It's logical that Nintendo would test the waters with LAN gaming before going to full online games. See how many BBAs they sell, see what the reviews of the LAN system say, see how the customers like the game...
The cool thing is that Nintendo seems to want to use online gaming to actually ADD something to the game, not just use the basic boring idea of "more levels and patches because, well, the game wasn't exactly finished" or "play online multiplayer because you got no friends!"
But something like Animal Crossing... or Mario Party... hmmm...

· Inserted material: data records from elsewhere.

PR #2346, opened 2017-03-01
Add tests for iterator serialization

Hakuyume:
I added some tests for serialization of `SerialIterator` and `MultiprocessIterator`.


delta2323:
Thank you very much. I am now running GPU tests.

PR #2347, opened 2017-03-01
Add previous_epoch_detail property

Hakuyume:
I added new property `previous_epoch_detail` to `SerialIterator`, `MultiprocessIterator`, and `StandardUpdater`.
This property is similar to `epoch_detail` but it keeps the value of `epoch_detail` at the previous iteration.
Before the first iteration, `previous_epoch_detail` is `None`.


Hakuyume:
It lacks tests for serialization currently.
After #2346 is merged, I will add tests.

delta2323:
I would like to write the background of this PR.

The motivation of `previous_epoch_detail` is to make `IntervalTrigger` support the interval whose length is a float multiple of epochs (which was introduced by #1423). As reported in issue #2244, when we serialize an `Extension`, its interval trigger forgets `self.count`, which is a value of `epoch_detail` of the previous iteration. This value is used to determine if `IntervalTrigger` fires (i.e. to check if the current iteration is the first time that exceeds a multiple of the predefined interval).

`Updater.is_new_epoch` attribute represents if the current epoch is the first iteration of the new epoch. Using it seems a straightforward solution at first sight. That is true if we support only integer intervals. But we sometimes want to use multiple of some floating value (e.g. 2.5 epochs). In that case, we cannot use `is_new_epoch` as it fires only the beginning of each epoch (i.e. can only support integer interval).

As all resumable triggers need the previous value of epoch_detail, we decided to make `Updater` store this value. As `Updater` borrows values related to iterations and epochs from the main `Iterator` it holds by default. We add `previous_epoch_detail` to `Iterator`s.

delta2323:
The design seems OK to me. But as I know the context of this PR, I am not confident my opinion is objective. I will ask some core members to double-check the design.

Hakuyume:
Thank you for checking my code.
I am worried that saving `previous_epoch_detail` is too specialized for this purpose.
I wonder if saving `previous_epoch` and `previous_position` is better for future extensibility.

delta2323:
I merged #2346. So, you can add tests for serialization.

delta2323:
Thank you for your suggestion of `previous_epoch` and `previous_position`. I am wondering we can define `previous_position` well.

In ordinal iterators like `SerialIterator`, the concept of `position` is obvious. But I am not sure same is true for almost all iterators (if not all). Actually, as you can find out from the definition of [`Iterator`](https://github.com/pfnet/chainer/blob/master/chainer/dataset/iterator.py#L17), currently `Iterator` assumes  the concept of `epoch`.

Hakuyume:
I agree that some kind of iterators do not have obvious `position`.
It is better to use `previous_epoch_detail` for the common APIs of `Iterator`.

My concern is that we cannot compute `previous_epoch` or `previous_position` from `previous_epoch_detail`.
If someone want to use these information, he/she have to modify `Iterator`.
My idea is to keep `previous_epoch` and `previous_position` internally.

delta2323:
Do you have some use case of `previous_epoch` and `previous_position` in mind? I would suggest you that it is better to add these attributes after we have some concrete use cases and are confident these attributes are actually necessary.

Hakuyume:
Actually, I have no examples using `previous_epoch` and `previous_position`. It may be only a needless fear.
As you suggested, I leave `previous_epoch` and `previous_position` unimplemented.

Hakuyume:
Thank you for merging. I added serialization tests.

chainer/iterators/multiprocess_iterator.py
```diff
@@ -62,13 +62,17 @@ def __init__(self, dataset, batch_size, repeat=True, shuffle=True,
 
         self._finalized = None
 
+        self._previous_epoch_detail = -1.
```
delta2323: I thought it is more straightforward to initialize `_previous_epoch_detail` with `None` directly, rather than setting `-1` and convert it to `None` in its getter method. Is there any intention for this design?

Hakuyume: I wondered if all serializers can save `None` as is.
I thought it is safer to save integer instead.
If all seralizers support saving `None`, `previous_epoch_detail` should be initialized with `None`.

Hakuyume: Here is an example.
```
import chainer


class Dummy:

    def __init__(self):
        self.value = None

    def serialize(self, serializer):
        self.value = serializer('value', self.value)


dummy = Dummy()
chainer.serializers.save_hdf5('tmp', dummy)  # TypeError: Object dtype dtype('O') has no native HDF5 equivalent
```
It worked for npz.

Hakuyume: There is another solution. We initialize `previous_epoch_detail` with `None` and convert it to `-1` in `serialize` method. In this case, we can remove getter method.

delta2323: OK, I understand it. It is OK to set the initial value of `previous_epoch_detail` to `-1`. In that case, we should explicitly write this specification in the document. Personally, I prefer it as it makes the implementation simpler.

Hakuyume: Do I need modify the docs?
Or simply add a comment as follows.
```       
        # use -1 instead of None internally,
        # since some serializers do not support None.
        self._previous_epoch_detail = -1.
```

Hakuyume:
I updated some docs.

chainer/iterators/multiprocess_iterator.py
delta2323: Thank you very much. The comment looks good to me.

delta2323: Sorry for bringing up the problem again, but I am wondering why we choose `None` instead of `-1` as the initial value of `previous_epoch_detail`. I thought the other alternative is to define `-1` as an invalid value of `previous_epoch_detail` (e.g. in the document of `Iterator`) and not to convert the value internally. I am sorry if I miss some previous discussion and make a non-sense question.

delta2323:
Thank you for your work. I added some comments to your reply. In parallel, I am running GPU tests in the internal Jenkins.

chainer/iterators/multiprocess_iterator.py
Hakuyume: Actually, there is no need to use `None` as the invalid value. I chose `None` because we can easily understand it is invalid. We can use `-1` instead of `None` with enough documents.

Hakuyume:
@delta2323 Thank you for your comment. I replied to it.
I merged master in order to solve conflicts.

chainer/iterators/multiprocess_iterator.py
Hakuyume: Is it better to use `-1` instead of `None`?

delta2323: I think it is somewhat a matter of tastes. I would like the opinion of others.

delta2323: I come to think `None` is better than `-1` for indicating invalid `previous_epoch_detail` because if someone calculates some values from invalid `previous_epoch_detail` with some mathematical operations, it will raise error if we use `None`, while return an invalid value without error if `-1`. So, `None` is safer, I think.

delta2323:
I confirmed all GPU tests pass. So, I merge this PR.

delta2323:
Thank you for enduring discussion with me!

Sort of like the GBA-link cable thing. They had functionality to do a lot of cool things with games for a long time, but it wasn't until they started doing cool and new things that 3rd parties started to look at the device differently. Zelda has the tingle-tuner, and now SplinterCell has the downloadable map (which is a really cool idea). Now that Nintendo has shown 3rd parties that you can incorporate it into an option yet highly useful game tool, more companies will use it. Just like with the BBA and Mario Kart -- they chose a really popular game (more popular than Zelda) to really push the LAN capabilities -- a party game with 8 karts on the road, all of which controlled by people! -- and encourage 3rd parties to go the extra mile in developing that part of the code. TS2 would've had LAN on GC if it came after MKDD, that's for sure.
The only problem is that the other 2 consoles don't really encourage anything, so developers are just as likely to bail on a promising cube project in order to release a crappy ps2 or xbox game, because they didn't want to compete with Nintendo. I don't entirely blame them, but it does tend to lead to lower-quality games.